(Dataset entries)
┄┄┄┄┄┄┄┄┄┄┄┄┄┄┄┄┄┄┄┄
PR #111, opened 2017-08-22
chk_revisions work for overlapping

david-deboer:
Just added chk_revisions.py file to check for overlapping part revisions.  To my surprise, it found none.

### DIFF
--- a/scripts/chk_revisions.py
+++ b/scripts/chk_revisions.py
@@ -3,9 +3,12 @@
 # Copyright 2017 the HERA Collaboration
 # Licensed under the 2-clause BSD license.
 
-"""This is meant to hold scripts to check various parts/revisions
-
 """
+This checks either a supplied part list or all of the parts
+to find whether it has any overlapping revisions in time.  It
+only prints a warning and the info.
+"""
+
 from __future__ import absolute_import, division, print_function
 from hera_mc import mc, cm_revisions, cm_handling, cm_utils
 import sys
--- a/scripts/chk_revisions.py
+++ b/scripts/chk_revisions.py
@@ -34,17 +34,12 @@ if __name__ == '__main__':
     else:
         args.part = [args.part]
 
-    overlapping = {}
     found_some = False
     for p in args.part:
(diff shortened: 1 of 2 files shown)


scripts/chk_revisions.py
```diff
@@ -0,0 +1,50 @@
+#! /usr/bin/env python
+# -*- mode: python; coding: utf-8 -*-
+# Copyright 2016 the HERA Collaboration
```
pkgw: The year is 2017.

scripts/chk_revisions.py
```diff
@@ -0,0 +1,50 @@
...
+# Licensed under the 2-clause BSD license.
+
+"""This is meant to hold scripts to check various parts/revisions
```
pkgw: This docstring doesn't make sense to me.

scripts/chk_revisions.py
```diff
@@ -0,0 +1,50 @@
...
+    found_some = False
+    for p in args.part:
+        overlap = cm_revisions.check_part_for_overlapping_revisions(p, session)
+        if len(overlap) > 0:
+            overlapping[p] = overlap
+            found_some = True
+    if found_some:
+        print("Overlapping part revisions are:")
+        for k, p in overlapping.iteritems():
+            if len(p) > 0:
```
pkgw: Lengths are never negative, so this test can just be `if len(p):`

scripts/chk_revisions.py
```diff
@@ -0,0 +1,50 @@
...
+                print('\t' + p)
```
pkgw: Here, `p` is whatever value will be returned by `check_part_for_overlapping_revisions`. Is that value something that can be safely `+`'ed with a string? Is it correct that there's no need to print out the `k` variable for context?

pkgw: Reading the code ... it looks like `check_part_for_overlapping_revsisions` will print out any overlap information all by itself, so it's not clear to me that this script actually needs to do any printing at all. If it does, though, the `p` object will be a list of tuples of revision Namespace obejcts, which needs more care to properly stringify.

PR #112, opened 2017-08-23
Cm dataview

david-deboer:


hera_mc/cm_dataview.py
```diff
@@ -0,0 +1,101 @@
...
+
+from __future__ import absolute_import, print_function
+from hera_mc import mc, cm_utils, cm_revisions, cm_hookup
+from astropy.time import Time, TimeDelta
+import numpy as np
+import matplotlib.pyplot as plt
+
+
+def write_file(filename, parts_list, fc_map, output='flag'):
+    from hera_mc import cm_hookup
```
bhazelton: This looks like a duplicate import -- cm_hookup is already imported on line 12

hera_mc/cm_dataview.py
```diff
@@ -0,0 +1,101 @@
...
+    hu = cm_hookup.Hookup(session)
```
bhazelton: It doesn't look like 'session' will be defined here, and it's not passed in...
edit: I see, it's a global variable you define in a later function. I'm not sure I understand the value of the global variable here, rather than just passing it in, I think generally avoiding globals is a good thing. But if there's a really good reason to use a global, it really should be defined earlier in the file than it's used for readability.

In general, I think that functions should occur in a file in an order such that you can always look earlier in the file to find something that is being called by a later function.

hera_mc/cm_dataview.py
```diff
@@ -0,0 +1,101 @@
...
+        while at_date < stop_date:
+            fc = cm_revisions.get_full_revision(p, at_date, full_req, session)
+            fc_map[p]['datetime'].append(at_date.datetime)
+            fc_map[p]['flag'].append(len(fc))
+            fc_map[p]['fc'].append(fc)
+            at_date += TimeDelta(dt * 24 * 3600, format='sec')
+    return fc_map
+
+
+def plot_data(parts, fc_map, separate=True):
```
bhazelton: It looks like there's no test coverage of this function.

hera_mc/cm_dataview.py
```diff
@@ -0,0 +1,101 @@
...
+    fp.close()
+
+
+def read_files(filenames):
+    fc_map = {}
+    parts = []
+    for fn in filenames:
+        try:
+            fp = open(fn, 'r')
+        except IOError:
```
bhazelton: This except statement doesn't have test coverage

hera_mc/cm_utils.py
```diff
@@ -80,6 +80,14 @@ def _split_connection_key(key):
     return ks[0], ks[1], ks[2], ks[3]
 
 
+def listify(X):
```
bhazelton: It looks like there's no test coverage of this function.

hera_mc/cm_dataview.py
david-deboer: Thanks - fixed it.

hera_mc/cm_dataview.py
david-deboer: I fixed the goofy global

hera_mc/cm_dataview.py
david-deboer: Added

hera_mc/cm_dataview.py
david-deboer: How do you test a graphing function?

hera_mc/cm_utils.py
david-deboer: Added

PR #117, opened 2017-08-24
Script update

plaplant:
This changes the way that cm_version information is retrieved. Script works on-site


bhazelton:
This should not be merged before PR #115

PR #121, opened 2017-08-28
Dataview

david-deboer:
This is the first "phase" of harmonizing the cm data handling/viewing scripts etc

### DIFF
--- a/hera_mc/cm_dataview.py
+++ b/hera_mc/cm_dataview.py
@@ -159,6 +159,9 @@ class Dataview:
         ------------
         separate:  T/F to plot the rows separated.
         """
+        if self.fc_map is None or self.parts_list is None:
+            print("You first need to generate fc_map and parts_list")
+            return False
 
         dy = 1.0 / len(self.parts_list)
         for i, p in enumerate(self.parts_list):
@@ -169,3 +172,4 @@ class Dataview:
         plt.legend(bbox_to_anchor=(1.04, 1), loc='upper left')
         plt.grid()
         plt.show()
+        return True
--- a/hera_mc/cm_dataview.py
+++ b/hera_mc/cm_dataview.py
@@ -85,8 +85,7 @@ class Dataview:
         """
 
         if self.fc_map is None or self.parts_list is None:
-            print("You first need to generate fc_map and parts_list")
-            return None
+            raise RuntimeWarning("You first need to generate fc_map and parts_list")
         from hera_mc import cm_hookup
         hu = cm_hookup.Hookup(self.session)
         p0 = self.parts_list[0]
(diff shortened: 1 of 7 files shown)


hera_mc/cm_dataview.py
```diff
@@ -15,85 +15,161 @@
...
+        (i.e. 0 or 1) for the plotter, or the 'corr'elator hookups
+
+        Parameters:
+        ------------
+        filename:  name of output file
+        output:  type of file 'flag' or 'corr'
+        """
+
+        if self.fc_map is None or self.parts_list is None:
+            print("You first need to generate fc_map and parts_list")
```
pkgw: This should raise an exception.

hera_mc/cm_dataview.py
```diff
@@ -15,85 +15,161 @@
...
+    def plot_fc_map(self):
+        """
+        Plots the fc_map flgs.
+
+        Parameters:
+        ------------
+        separate:  T/F to plot the rows separated.
+        """
+        if self.fc_map is None or self.parts_list is None:
+            print("You first need to generate fc_map and parts_list")
```
pkgw: This should raise an exception.

hera_mc/cm_dataview.py
```diff
@@ -15,85 +15,161 @@
...
+        self.fc_map = fc_map
+        return parts, fc_map
+
+    def plot_fc_map(self):
+        """
+        Plots the fc_map flgs.
+
+        Parameters:
+        ------------
+        separate:  T/F to plot the rows separated.
```
pkgw: There is no `separate` parameter anymore.

scripts/geo.py
```diff
@@ -57,31 +56,60 @@
...
-                geo.py corr --loc(-l) --graph(-g)  will provide/plot correlator info for --loc
-
             since: Provides a list of all antennas installed --since DATE
                  geo.py since --date DATE             will provide a list of all antennas built --since DATE
                  geo.py since --date DATE --graph(-g)  will provide a list/plot those antennas
 
             info:  Print this information and exit.
                 geo.py info
+
+        usage: geo.py [-h]
```
pkgw: Is this just a giant copy-paste of the help text producted by the `argparse` module? Surely there's a better way to emit that information.

david-deboer: Well, it is a slightly edited one for clarity -- I wanted `info` to be one-shop stop.

hera_mc/cm_dataview.py
```diff
@@ -85,8 +85,7 @@ def write_fc_map_file(self, filename, output='flag'):
         """
 
         if self.fc_map is None or self.parts_list is None:
-            print("You first need to generate fc_map and parts_list")
-            return None
+            raise RuntimeWarning("You first need to generate fc_map and parts_list")
```
pkgw: If it's being raised, it should be a `RuntimeError`.

hera_mc/cm_dataview.py
```diff
@@ -154,14 +153,9 @@ def read_fc_map_files(self, filenames):
...
         Plots the fc_map flgs.
-
-        Parameters:
-        ------------
-        separate:  T/F to plot the rows separated.
         """
         if self.fc_map is None or self.parts_list is None:
-            print("You first need to generate fc_map and parts_list")
-            return False
+            raise RuntimeWarning("You first need to generate fc_map and parts_list")
```
pkgw: Ditto.

scripts/geo.py
pkgw: It would be nice if this help text could leverage the argparser's knowledge more, since I predict that they will get out of sync in hard-to-track ways. But that's a bridge we can cross later.

PR #126, opened 2017-08-31
Fix parts

david-deboer:
This was to do some fixes on hookup display which ended up being a fairly major rewrite of sections, which also impact the database.  They will need it working on-site.


pkgw:
Looks like this needs rebasing on `master` ... maybe that will fix the test failures?

PR #129, opened 2017-09-03
a script to add observations. works on dcj laptop

dannyjacobs:


scripts/mc_add_observation.py
```diff
@@ -0,0 +1,28 @@
+import argparse,pyuvdata,aipy
```
pkgw: Can you add a hashbang line? `#! /usr/bin/env python`

Also copyright and license notices.

PR #132, opened 2017-09-04
fixed add-part

david-deboer:
Need it to update cm db

### DIFF
--- a/scripts/add_part.py
+++ b/scripts/add_part.py
@@ -54,11 +54,11 @@ if __name__ == '__main__':
     connect = part_connect.Connections()
     part = part_connect.Parts()
     handling = cm_handling.Handling(session)
-    part_check = handling.get_part_dossier(hpn=args.hpn, rev=args.rev,
+    part_check = handling.get_part_dossier(hpn_list=[args.hpn], rev=args.rev,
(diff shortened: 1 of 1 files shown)


scripts/add_part.py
┄┄┄┄┄┄┄┄┄┄┄┄┄┄┄┄┄┄┄┄
## Work instruction:
Only one span of lines is wanted: the line with "Need it to update cm db" and every line after it to the end of the entries, output exactly.

## Result of the task:
Need it to update cm db

### DIFF
--- a/scripts/add_part.py
+++ b/scripts/add_part.py
@@ -54,11 +54,11 @@ if __name__ == '__main__':
     connect = part_connect.Connections()
     part = part_connect.Parts()
     handling = cm_handling.Handling(session)
-    part_check = handling.get_part_dossier(hpn=args.hpn, rev=args.rev,
+    part_check = handling.get_part_dossier(hpn_list=[args.hpn], rev=args.rev,
(diff shortened: 1 of 1 files shown)


scripts/add_part.py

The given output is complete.